(TASK DATA):
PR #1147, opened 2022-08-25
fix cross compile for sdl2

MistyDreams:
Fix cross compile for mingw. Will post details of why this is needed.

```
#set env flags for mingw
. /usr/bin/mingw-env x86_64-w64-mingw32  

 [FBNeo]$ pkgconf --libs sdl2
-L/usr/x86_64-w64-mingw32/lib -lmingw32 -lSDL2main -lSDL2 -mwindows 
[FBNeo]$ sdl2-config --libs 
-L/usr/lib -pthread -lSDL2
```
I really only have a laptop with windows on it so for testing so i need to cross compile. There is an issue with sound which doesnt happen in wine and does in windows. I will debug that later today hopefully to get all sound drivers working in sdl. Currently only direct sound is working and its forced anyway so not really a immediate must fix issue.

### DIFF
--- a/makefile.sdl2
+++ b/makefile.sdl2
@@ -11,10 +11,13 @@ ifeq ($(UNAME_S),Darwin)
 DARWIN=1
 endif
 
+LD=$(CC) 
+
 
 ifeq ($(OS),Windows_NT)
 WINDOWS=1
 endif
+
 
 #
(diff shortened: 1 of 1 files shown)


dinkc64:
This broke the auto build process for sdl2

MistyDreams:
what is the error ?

--

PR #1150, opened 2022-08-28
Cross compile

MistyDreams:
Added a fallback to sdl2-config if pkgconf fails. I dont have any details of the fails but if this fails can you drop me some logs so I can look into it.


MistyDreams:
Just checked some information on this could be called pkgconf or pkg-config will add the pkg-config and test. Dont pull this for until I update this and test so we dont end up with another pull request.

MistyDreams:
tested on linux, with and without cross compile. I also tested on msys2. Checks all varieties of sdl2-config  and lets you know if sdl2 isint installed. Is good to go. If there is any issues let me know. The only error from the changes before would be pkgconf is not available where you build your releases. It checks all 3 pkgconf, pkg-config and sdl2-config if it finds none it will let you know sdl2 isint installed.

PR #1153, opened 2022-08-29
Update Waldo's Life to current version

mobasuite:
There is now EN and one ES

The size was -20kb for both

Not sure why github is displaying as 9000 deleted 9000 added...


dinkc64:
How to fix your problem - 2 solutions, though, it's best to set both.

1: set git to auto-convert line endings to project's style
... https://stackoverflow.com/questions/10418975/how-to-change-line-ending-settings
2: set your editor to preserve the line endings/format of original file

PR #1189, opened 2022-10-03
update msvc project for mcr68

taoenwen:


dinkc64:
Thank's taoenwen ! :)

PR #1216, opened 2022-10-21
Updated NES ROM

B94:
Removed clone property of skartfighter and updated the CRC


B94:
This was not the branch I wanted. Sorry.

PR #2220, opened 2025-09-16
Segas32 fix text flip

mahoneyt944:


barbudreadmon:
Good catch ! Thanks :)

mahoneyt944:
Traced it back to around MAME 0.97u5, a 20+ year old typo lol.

(DESCRIPTION OF THE TASK):
From the data above, copy every line where "only" appears.

(TASK SOLUTION):
I really only have a laptop with windows on it so for testing so i need to cross compile. There is an issue with sound which doesnt happen in wine and does in windows. I will debug that later today hopefully to get all sound drivers working in sdl. Currently only direct sound is working and its forced anyway so not really a immediate must fix issue.
tested on linux, with and without cross compile. I also tested on msys2. Checks all varieties of sdl2-config  and lets you know if sdl2 isint installed. Is good to go. If there is any issues let me know. The only error from the changes before would be pkgconf is not available where you build your releases. It checks all 3 pkgconf, pkg-config and sdl2-config if it finds none it will let you know sdl2 isint installed.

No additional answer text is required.